3Del PP, Maddeo A, Zabbialini G, Piti A. Chemoembolization of hepatocellular carcinoma with drug eluting beads. J Hepatol 2007;47:157-8.
4Lin M, Loffroy R, Noordhoek N, Taguchi K, Radaelli A, Blijd J, et al. Evaluating tumors in transcatheter arterial chemoembolization (TACE) using dual-phase cone-beam CT. Minim Invasive Ther Allied Technol 2011;20:276-81.
5Iwazawa J, Ohue S, Mitani T, Abe H, Hashimoto N, Hamuro M, et al. Identifying feeding arteries during TACE of hepatic tumors: Comparison of C-arm CT and digital subtraction angiography. AJR Am J Roentgenol 2009;192:1057-63.

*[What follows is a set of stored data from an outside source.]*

PR #333, opened 2019-12-30
Address deprecations from persistence

greg0ire:
A backwards-compatibility layer has been added to persistence to help
consumers move to the new namespacing. It is based on class aliases,
which means the type declaration changes should not be a BC-break: types
are the same.
See doctrine/persistence#71

This means:
- using the new namespaces
- adding autoload calls for new types to types that may be extended and
use persistence types in type declarations of non-constructor methods,
so that signature compatibility is recognized by old versions of php.
More details on this at
https://dev.to/greg0ire/how-to-deprecate-a-type-in-php-48cf


greg0ire:
Seems like this has to do with https://github.com/doctrine/orm/pull/7079

composer.json
```diff
@@ -25,7 +26,7 @@
         "doctrine/coding-standard": "^6.0",
         "doctrine/dbal": "^2.5.4",
         "doctrine/mongodb-odm": "^1.3.0",
-        "doctrine/orm": "^2.5.4",
+        "doctrine/orm": "^2.7.0",
```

6Lewis AL, Gonzalez MV, Leppard SW, Brown JE, Stratford PW, Phillips GJ, et al. Doxorubicin eluting beads-1: Effects of drug loading on bead characteristics and drug distribution. J Mater Sci Mater Med 2007;18:1691-9.
7Meyer BC, Frericks BB, Voges M, Borchert M, Martus P, Justiz J, et al. Visualization of hypervascular liver lesions during TACE: Comparison of angiographic C-arm CT and MDCT. AJR Am J Roentgenol 2008;190:W263-9.
8Kim S, Yoshizumi TT, Toncheva G, Yoo S, Yin FF. Comparison of radiation doses between cone beam CT and multi detector CT: TLD measurements. Radiat Prot Dosimetry 2008;132:339-45.